# Work request
The word "AlertButton" may appear in the records below. Report how many lines contain it, and write nothing besides the number.

# Supplied data
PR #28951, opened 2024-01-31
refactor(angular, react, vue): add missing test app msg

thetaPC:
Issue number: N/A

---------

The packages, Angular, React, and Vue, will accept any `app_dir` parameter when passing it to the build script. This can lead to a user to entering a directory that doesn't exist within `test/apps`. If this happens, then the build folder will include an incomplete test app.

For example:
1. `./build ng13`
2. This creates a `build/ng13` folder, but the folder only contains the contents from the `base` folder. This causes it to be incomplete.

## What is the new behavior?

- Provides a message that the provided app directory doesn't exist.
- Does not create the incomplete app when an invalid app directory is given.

--

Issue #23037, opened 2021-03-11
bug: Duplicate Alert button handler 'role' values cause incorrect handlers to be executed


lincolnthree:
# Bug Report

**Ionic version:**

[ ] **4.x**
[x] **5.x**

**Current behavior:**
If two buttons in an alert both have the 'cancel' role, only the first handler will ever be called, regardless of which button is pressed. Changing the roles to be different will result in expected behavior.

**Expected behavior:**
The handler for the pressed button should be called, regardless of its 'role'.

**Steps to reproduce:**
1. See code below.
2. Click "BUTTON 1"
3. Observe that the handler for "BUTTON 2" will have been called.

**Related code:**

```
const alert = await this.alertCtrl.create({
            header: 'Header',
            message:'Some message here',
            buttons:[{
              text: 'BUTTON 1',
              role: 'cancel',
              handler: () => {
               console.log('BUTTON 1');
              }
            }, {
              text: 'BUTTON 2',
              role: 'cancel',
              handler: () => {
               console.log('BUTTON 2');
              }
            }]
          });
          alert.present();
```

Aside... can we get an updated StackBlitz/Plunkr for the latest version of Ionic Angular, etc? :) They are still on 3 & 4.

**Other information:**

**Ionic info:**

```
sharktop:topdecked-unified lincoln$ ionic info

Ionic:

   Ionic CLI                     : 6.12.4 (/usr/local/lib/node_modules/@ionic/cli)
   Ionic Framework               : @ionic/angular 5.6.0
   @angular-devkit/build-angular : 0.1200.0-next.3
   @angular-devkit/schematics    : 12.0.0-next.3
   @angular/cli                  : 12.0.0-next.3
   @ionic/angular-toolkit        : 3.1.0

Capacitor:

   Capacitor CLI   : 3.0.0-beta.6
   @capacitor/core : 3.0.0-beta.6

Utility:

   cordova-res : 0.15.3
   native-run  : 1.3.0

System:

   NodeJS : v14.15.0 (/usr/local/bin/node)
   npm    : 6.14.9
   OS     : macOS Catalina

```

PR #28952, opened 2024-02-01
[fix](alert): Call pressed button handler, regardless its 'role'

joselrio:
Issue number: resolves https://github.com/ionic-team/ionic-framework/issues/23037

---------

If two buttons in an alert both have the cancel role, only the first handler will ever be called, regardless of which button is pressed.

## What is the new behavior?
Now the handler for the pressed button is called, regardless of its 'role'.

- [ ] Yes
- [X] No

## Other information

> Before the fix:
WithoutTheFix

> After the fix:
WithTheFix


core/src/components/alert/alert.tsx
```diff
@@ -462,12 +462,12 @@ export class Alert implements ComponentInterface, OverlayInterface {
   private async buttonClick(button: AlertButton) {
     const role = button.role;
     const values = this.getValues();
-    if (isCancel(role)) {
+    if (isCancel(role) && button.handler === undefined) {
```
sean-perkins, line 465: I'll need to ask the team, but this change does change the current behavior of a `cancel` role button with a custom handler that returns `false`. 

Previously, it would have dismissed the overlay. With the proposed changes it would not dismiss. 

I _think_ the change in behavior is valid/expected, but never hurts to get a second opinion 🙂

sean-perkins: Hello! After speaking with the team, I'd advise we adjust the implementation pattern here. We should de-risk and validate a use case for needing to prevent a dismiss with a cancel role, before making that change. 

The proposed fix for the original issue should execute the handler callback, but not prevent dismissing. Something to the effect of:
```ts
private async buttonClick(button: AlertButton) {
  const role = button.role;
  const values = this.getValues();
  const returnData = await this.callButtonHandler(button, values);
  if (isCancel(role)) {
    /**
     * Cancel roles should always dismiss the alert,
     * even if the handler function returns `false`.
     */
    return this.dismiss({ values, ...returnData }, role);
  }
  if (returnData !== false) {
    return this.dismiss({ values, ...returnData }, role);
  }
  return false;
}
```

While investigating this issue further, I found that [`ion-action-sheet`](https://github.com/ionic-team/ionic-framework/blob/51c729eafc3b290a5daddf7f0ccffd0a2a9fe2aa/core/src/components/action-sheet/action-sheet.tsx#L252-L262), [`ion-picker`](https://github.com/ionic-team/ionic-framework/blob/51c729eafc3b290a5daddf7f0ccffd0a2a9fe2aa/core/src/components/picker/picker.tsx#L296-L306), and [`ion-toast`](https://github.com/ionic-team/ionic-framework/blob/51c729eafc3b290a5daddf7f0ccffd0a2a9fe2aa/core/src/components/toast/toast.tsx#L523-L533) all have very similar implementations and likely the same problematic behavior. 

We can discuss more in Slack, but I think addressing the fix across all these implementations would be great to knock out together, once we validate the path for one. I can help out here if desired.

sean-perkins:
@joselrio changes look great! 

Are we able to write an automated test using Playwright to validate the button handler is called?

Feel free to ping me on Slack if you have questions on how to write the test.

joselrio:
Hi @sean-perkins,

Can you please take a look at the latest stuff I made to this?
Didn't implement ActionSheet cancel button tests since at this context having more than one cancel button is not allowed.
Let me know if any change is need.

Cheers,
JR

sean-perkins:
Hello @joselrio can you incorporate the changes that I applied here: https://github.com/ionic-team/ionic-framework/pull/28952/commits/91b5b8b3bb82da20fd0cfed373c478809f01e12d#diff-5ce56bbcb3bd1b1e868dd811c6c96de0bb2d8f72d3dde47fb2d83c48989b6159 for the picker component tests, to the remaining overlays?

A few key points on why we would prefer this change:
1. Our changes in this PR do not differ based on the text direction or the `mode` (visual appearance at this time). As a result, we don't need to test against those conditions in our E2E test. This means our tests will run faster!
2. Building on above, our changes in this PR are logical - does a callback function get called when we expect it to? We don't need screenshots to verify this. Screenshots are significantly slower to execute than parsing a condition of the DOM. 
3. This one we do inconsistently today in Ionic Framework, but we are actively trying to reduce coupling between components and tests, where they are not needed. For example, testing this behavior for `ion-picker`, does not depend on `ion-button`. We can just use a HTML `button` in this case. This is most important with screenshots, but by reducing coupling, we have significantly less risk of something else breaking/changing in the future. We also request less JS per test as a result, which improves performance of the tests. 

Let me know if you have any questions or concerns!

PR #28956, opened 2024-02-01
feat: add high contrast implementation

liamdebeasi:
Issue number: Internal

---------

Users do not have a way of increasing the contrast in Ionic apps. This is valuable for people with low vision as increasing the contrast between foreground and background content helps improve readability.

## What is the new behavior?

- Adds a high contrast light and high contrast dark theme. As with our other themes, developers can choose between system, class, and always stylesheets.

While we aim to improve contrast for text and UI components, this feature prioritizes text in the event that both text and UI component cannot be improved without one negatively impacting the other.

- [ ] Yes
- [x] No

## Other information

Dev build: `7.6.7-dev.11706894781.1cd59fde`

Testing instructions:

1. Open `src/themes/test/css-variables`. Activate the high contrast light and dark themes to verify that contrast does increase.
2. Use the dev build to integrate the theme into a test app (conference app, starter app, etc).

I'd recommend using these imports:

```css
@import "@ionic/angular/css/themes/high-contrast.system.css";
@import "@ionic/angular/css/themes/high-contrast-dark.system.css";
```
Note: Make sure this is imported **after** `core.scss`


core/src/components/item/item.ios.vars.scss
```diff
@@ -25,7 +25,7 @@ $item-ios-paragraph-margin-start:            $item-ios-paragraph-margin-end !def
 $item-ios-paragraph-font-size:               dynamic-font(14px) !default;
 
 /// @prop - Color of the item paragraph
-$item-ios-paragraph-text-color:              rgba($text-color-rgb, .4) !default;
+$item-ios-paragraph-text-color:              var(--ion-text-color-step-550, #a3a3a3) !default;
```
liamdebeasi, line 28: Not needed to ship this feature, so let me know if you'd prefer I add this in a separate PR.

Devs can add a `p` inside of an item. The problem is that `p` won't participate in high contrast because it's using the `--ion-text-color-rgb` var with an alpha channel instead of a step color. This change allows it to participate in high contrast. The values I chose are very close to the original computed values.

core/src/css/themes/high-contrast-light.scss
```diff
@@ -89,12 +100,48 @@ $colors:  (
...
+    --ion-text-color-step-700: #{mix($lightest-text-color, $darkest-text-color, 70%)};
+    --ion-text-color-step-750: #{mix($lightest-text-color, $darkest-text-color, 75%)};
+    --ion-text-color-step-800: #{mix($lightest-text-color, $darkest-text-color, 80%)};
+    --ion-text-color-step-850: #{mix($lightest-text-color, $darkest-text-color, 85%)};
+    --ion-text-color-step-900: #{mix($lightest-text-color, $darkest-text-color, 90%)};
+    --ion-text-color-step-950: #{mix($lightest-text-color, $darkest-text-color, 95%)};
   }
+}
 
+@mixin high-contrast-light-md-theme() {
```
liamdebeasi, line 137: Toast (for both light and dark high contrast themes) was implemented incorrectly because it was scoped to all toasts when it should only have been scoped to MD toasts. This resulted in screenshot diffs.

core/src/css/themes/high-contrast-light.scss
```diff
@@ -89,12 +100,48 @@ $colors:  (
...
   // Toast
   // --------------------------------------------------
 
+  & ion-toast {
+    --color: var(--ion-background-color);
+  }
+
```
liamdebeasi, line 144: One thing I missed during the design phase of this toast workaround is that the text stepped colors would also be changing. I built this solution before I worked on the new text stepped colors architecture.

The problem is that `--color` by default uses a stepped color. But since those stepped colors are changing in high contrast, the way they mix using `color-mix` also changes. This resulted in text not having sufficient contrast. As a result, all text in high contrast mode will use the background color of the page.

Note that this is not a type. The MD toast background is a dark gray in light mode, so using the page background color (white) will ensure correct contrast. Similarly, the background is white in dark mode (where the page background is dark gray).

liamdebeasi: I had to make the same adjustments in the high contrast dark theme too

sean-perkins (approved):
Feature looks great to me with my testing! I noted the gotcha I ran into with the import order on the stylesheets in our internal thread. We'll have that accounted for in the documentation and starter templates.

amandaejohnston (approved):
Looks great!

# Result of this exercise
2